Diverse Spin-Polarized In-Gap States at Grain Boundaries of Rhenium Dichalcogenides Induced by Unsaturated Re-Re Bonding

Grain boundaries (GBs) are important structural defects that have significant influence on the electronic structure and magnetic properties of transitionmetal dichalcogenides (TMDs). However, reports on GBs in lower-symmetry T-structure TMDs, especially on their local electronic structures, are rare. Here, we report a systematic study of intrinsic coherent GBs in monolayer ReSe2, a representative T-structure TMD with anisotropy and intriguing electrical properties, via a combination of atomic-resolution scanning transmission electron microscopy (STEM) imaging and first-principles calculations. These coherent GBs feature a coherent Se sublattice and unchanged Re-Se (and Se-Re) local coordination. Based on the saturation of the Re-Re bond, the GBs are divided into three categories: those with saturated Re-Re bonds (3 Re-Re bonds per Re atom), denoted as alpha-GBs; those with truncated Re4 chains but intact Re4 clusters (beta-GBs); and those with broken Re4 clusters (gamma-GBs). The intact configurations of the alpha-GBs enable them to form easily, and they possess semiconductor characteristics inherited from the pristine ReSe2 monolayer. Interestingly, the introduction of both beta-GBs and gamma-GBs leads to the emergence of local magnetic moment, arising from the Re 5d(xz) atomic orbitals around the boundaries. Moreover, the GBs with broken Re-Re bonds (beta- and gamma-GBs) exhibit subtle differences in spin-polarized in-gap states, demonstrating the strong dependency of the electronic properties on the precise atomic structure of the GBs.
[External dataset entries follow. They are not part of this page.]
PR #264, opened 2020-04-08
[deploy] Deploy registry service

jaylees14:
Spins up the registry before all other containers, then invokes the push-image script once ready.

Also fixes a bug where the kong configuration was renamed and includes the url `localhost:5000` in the image name.

Test by running `temple generate` on `simple.temple` - then

- To your `/etc/hosts/` add a mapping to `registry.me` from localhost:
```
127.0.0.1|localhost registry.me
```
- update `push-image.sh` to use `registry.me:5000` instead of `localhost:5000`
- run `source deploy.sh`


c-harding (approved):
Reading this, I forgot it was even a Scala project

Lewiky (approved):
Love it

PR #265, opened 2020-04-08
[go-gen] Fix declare case and blob type encoding

willjvsmith:
* Fixes a case where a service is in a project without auth and has client attributes, variable wasn getting assigned before being declared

These results are of fundamental importance in understanding lower-symmetry TMDs and the structure-property relationships in two-dimensional materials.

Automated summary

Grain boundaries play a significant role in the electronic structure and magnetic properties of transition metal dichalcogenides. This study investigates the coherent grain boundaries in monolayer ReSe2 and reveals their impact on the local electronic structures and magnetic properties, providing insights into the structure-property relationships in lower-symmetry TMDs.